Связь Моравского с «Молодой Польшей» и «Скамандром» сильнее всего чувствуется в воспоминании о Лехоне, в письме к Вежиньскому – дань этому течению в польской поэзии, во «Флорентийском приключении», о его друге Л. И. Морстине, где сама лексика: «павлиньи перья», «пророчества», «чары», «невидаль» придает стилю некоторую искусственность, старомодность, узорчатость, показывающую, что Моравский был близок к тому миру и до сих пор с благодарностью о нем вспоминает, хотя его авторский стиль от этого только замутняется. Упомянутые страницы трудно сравнивать с такими главами, как «Классическое и романтическое», «Деревня и семья», «Майский переворот» и многими, многими другими. В этих воспоминаниях исчезает всякое украшательство, постромантическая младопольская или скамандровская патетика, язык становится точным, и только тогда стиль Моравского, верный фактам, стремится к аутентичной интонации, к искусству.
«В дагеротип превращаю перо, чтобы сохранить верность», – пишет поэт, которого я слишком часто цитирую[349].
Водораздел
Немногие книги дали мне такой повод осознать водораздел между поляками, родившимися в разных областях, которые еще помнят Польшу до 1914 года. Я сам из них: я могу восхищаться Моравским, уроженцем Великой Польши, но Чарнышевич[350], оба Мацкевича, Милош и даже Ежи Стемповский с Украины – вот мои земляки. Каждый поляк вслед за Мицкевичем декламирует: «Литва, моя отчизна», но для меня это не только поэзия, это реальность, современному поколению уже, вероятно, незнакомая.

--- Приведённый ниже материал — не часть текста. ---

PR #664, opened 2021-01-13
Add the flops profiler which measures the time, number of estimated flops and parameters of each module in a model 

cli99:
The original pull request is at https://github.com/microsoft/DeepSpeed/pull/544


jeffra (approved):

jeffra:
Next let's be sure to add a tutorial on deepspeed.ai and also updated json documentation here (https://www.deepspeed.ai/docs/config-json/). But we can do that in a follow-up PR.

PR #676, opened 2021-01-16
[tutorials] typos

stas00:
This PR fixes several typos, incomplete sentences and several incorrect statements.

As you can tell no human can read 50000000 and so the author made a mistake of explaining it as 50M, when it should be 500M. (fixed). Unless you switch to hjson as we have been discussing elsewhere, perhaps it'd be better to just replace `50000000` with `5e8` in the documentation.

p.s. my editor is setup to clean trailing space, so a small part of the diff is that - please let me know if that's inefficient and I will make sure future PRs will avoid whitespace changes.


jeffra:
Thanks @stas00! I pushed one update to switch from 500000000 -> 5e8 across both the zero and config docs. I think even if we switch to hjson it doesn't support 500_000_000 style so we're probably best using 5e8 style going forward for numbers. I think we will probably switch to hjson soon, it's a backwards compatible change so should be relatively easy/painless.

jeffra (approved):

stas00:
Fantastic! 

This is definitely a welcome change!

Thank you, @jeffra!

PR #677, opened 2021-01-16
Fix ZeRO 2 + Pipelining

leogao2:
ZeRO 2 + Pipelining is broken. After hunting down the issue here (https://github.com/EleutherAI/gpt-neox/issues/62), I've made a patch that seems to solve the issue but might create bad inefficiencies elsewhere.

Since this class turns `enable_backward_allreduce` off, `self.overlapping_partition_gradients_reduce_epilogue()` defined in the `DeepSpeedEngine` class never actually runs. I suspect this is because of efficiency problems; `get_flat_partition` in stage2.py might do something expensive memorywise (a quick glance at the code certainly gives off that impression); someone will have to look into that later. But in the meantime, this fixes ZeRO2 + Pipelining enough to run a demo.


ShadenSmith:
This is great, thank you!

ShadenSmith (approved):

ShadenSmith:
Hi @leogao2 , looks like our auto-formatter wants to make some changes. Can you setup [pre-commit](https://www.deepspeed.ai/contributing/#prerequisites) with updated formatting! Thanks!

ShadenSmith:
Merged, thanks @leogao2 !

PR #681, opened 2021-01-20
model parallel norm and overflow tests

ShadenSmith:


rocm-mici:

Детское воспоминание: у нас была родня под Динабургом – старшие кузины, в которых мы с братьями были влюблены. Одна из них вышла замуж в Познанское воеводство. Так сложилось, что ее муж, примерный гражданин, был знаменит своей скупостью, к тому же педант. Каждый вечер он сам щеточкой начищал до блеска все имевшиеся у него монеты, а за столом собственноручно резал хлеб, спрашивая, толстый или тонкий кусок отрезать. Когда один из моих кузенов с Двины был у них в гостях, тот отругал его за каплю вина на скатерти, на что кузен демонстративно вылил на скатерть еще полбутылки. Этот поступок казался мне тогда великолепным, это называлось «широкая натура», а Познанское воеводство осталось в моей голове плоским краем добропорядочных скупердяев. Выйти замуж туда было чем-то вроде ссылки в Сибирь.

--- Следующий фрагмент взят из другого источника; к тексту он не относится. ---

PR #687, opened 2021-01-23
Fix all Pipeline Module Parameters being sent to cuda:0

sdtblck:
so, it seems that internally, PipelineModule calls `self.to('cuda')` (L189). 

This appears to send the model parameters to GPU0, for *every visible gpu* running the deepspeed script, and makes scaling up difficult. 

Instead, we can send the parameters to the current device with `self.to(f'cuda:{self.global_rank}')`.

I'm actually unsure as to why the entire model's parameters are getting sent to one single GPU at this stage at all - aren't they meant to be partitioned equally across all GPUs?

Would appreciate anyone clearing this up for me.

### DIFF
--- a/deepspeed/runtime/pipe/module.py
+++ b/deepspeed/runtime/pipe/module.py
@@ -186,7 +186,7 @@ class PipelineModule(nn.Module):
 
         #with torch.random.fork_rng(devices=[torch.cuda.current_device()]):
         self._build()
-        self.to('cuda')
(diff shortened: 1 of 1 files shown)


sdtblck:
Actually it should be sending to local_rank, have made the changes

ShadenSmith (approved):
Thanks for catching this @sdtblck . The environment I've been testing this in had the default CUDA device already set, so I didn't catch it being broken for more general settings.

А ведь культурный уровень моей семьи с восточных окраин, моих родственников или соседей не был выше культурного уровня познанцев. Вероятно, у нас больше пили, и «широкие натуры» с бóльшим размахом гуляли и охотились. Действительно культурных польских домов, с живой и современной библиотекой, как у моего дядьки в Станькове или у Здзеховских в Ракове, вряд ли было больше, чем в Познанском воеводстве – скорее, меньше.
Этот пример моей категоричной юношеской оценки не кажется мне исключением на тогдашних Кресах. Ведь не только к Великой Польше, но и ко всей коренной Польше мы еще в период независимости относились с раздражением и пренебрежением, в каком-то смысле, как алжирские французы к Франции. О том, что Познань антипоэтична, что ее нет на карте польской поэзии, говорилось как о непреложном факте. Великополяки приводили ряд имен, вплоть до Каспровича, вспоминали «Богородицу», памятник польской религиозной поэзии, который был создан совсем не на Кресах, – но все это меркло в блеске Мицкевича и Словацкого.
Моравский показывает нам кусочек великопольского пейзажа – туман над Одрой, болота, заливные луга, могучие дубы, чернозем, где на полях во время пахоты находили каменные и бронзовые инструменты и глиняные сосуды – следы древнейших поселений. Он рассказывает и о более позднем населении, о нормандских рыцарях, пришедших в XII веке, о романской арке в Любоне, о врастании польской шляхты, более кочевой, в мир крестьянства, укорененных и оседлых крестьянских династий.
Автор дает представление о культуре, передаваемой из поколения в поколение, о соседских отношениях между поместьем и деревней – намного более демократичных, чем у нас на Кресах, – и по-свойски, по-семейному решавшихся конфликтах уже в независимой Польше.